- _DIRECTIONS_
Where a line of the following data contains the string "only", include it in the tally. Report the total alone.

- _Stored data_
* * * * * * * * *
PR #3736, opened 2026-05-05
tsindex: fix unclosed sqlite objects causing fails in CI tests

megies:
### What does this PR do?

Tries to fix current issues with failing tests due to unclosed sqlite objects. See e.g...
 - https://github.com/obspy/obspy/actions/runs/25368414681/job/74395099463?pr=3735#step:10:795
 - https://tests.obspy.org/156570/#1

Hard to tell where exactly the problem is, since it seems pytest is failing in another unrelated test finally, when the problem originates in some other test??

### Links to other Issues?

--

### AI used?

no

### PR Checklist

Rare actions items:

- [ ] First time contributors: Feel free to add your name to `CONTRIBUTORS.txt`

### Issue labels

### DIFF
--- a/CHANGELOG.txt
+++ b/CHANGELOG.txt
@@ -2,6 +2,9 @@ maintenance_1.5.x
 =================
 
 Changes:
+ - obspy.clients.filesystem:
+   * tsindex: improve handling of sql sessions, less connections staying open
+     (see #3736)
  - obspy.io.mseed:
    * fix the type of exception raised when trying to read an empty file
      (see #3709)
--- a/obspy/clients/filesystem/tests/test_tsindex.py
+++ b/obspy/clients/filesystem/tests/test_tsindex.py
@@ -9,7 +9,7 @@ from unittest import mock
 
 import pytest
 import sqlalchemy as sa
-from sqlalchemy.orm import sessionmaker
+from sqlalchemy.orm import sessionmaker, close_all_sessions
 
 from obspy import read, UTCDateTime
 from obspy.clients.filesystem.tsindex import Client, Indexer, \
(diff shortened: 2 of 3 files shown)


ThomasLecocq:
I have the same issues of sqlite non closing for msnoise. I wonder if it has to do with the gpfs (or whatever cloud filesystem of the CI builder) , that takes longer to free file handles etc?

megies:
@ThomasLecocq apparently it's "only" Python 3.13+ issuing a warning on unclosed sqlite resources (DBs, connections, ...) which wasn't issued before. So, from what I gather is, nothing really changed, just these warnings now expose dirty code and ultimately then also trip up pytest in a quite weird way.

It's quite weird to debug, because the failures don't happen in the problematic test methods itself, but in a different test method when pytest finally thinks that this left over unraised warnings (only happens with `-W error`) should be issued now.
So it's a lot of backtracking where exactly the dirty handles are happening.

I've seen people that say they just added ignore rules for these sqlite warnings in the `pytest.ini` but it feels like maybe this should just be handled more cleanly in the code..?

First step here was to get rid of the pytest warnings by closing all stuff where needed in the tests, but I feel like it should now be actually done in the code (in the `tsindex` stuff). No expert on sqlalchemy, but from what I see it recommends using stuff like `with Session() as session: ...` which closes sessions at the end of the block. I feel like in the code, there just is no management of sessions/connections at all and everthing is just ultimately left to gc.

:shrug:

megies:
In any case, in terms of the test suite. Definitely there should be no interaction between tests. And this caused interactions (other tests failing from previous tests' issues)

megies:
I wrapped any opening sessions I saw in the code in context managers, but still our tests had issues if not deploying a `close_all_sessions()` nuke after each test method to clean up. I also tried adding destructors to clean up in the code itself but that didn't make a difference it seemed, still needed the cleanup in the test code afterwards. So I reverted the destructors to not break things I'm not aware of and not covered by the tests for no reason. I left it in with a revert for future reference though.

megies:
remaining fail is unrelated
* * * * * * * * *
- _RESPONSE FOR THIS EXERCISE_
2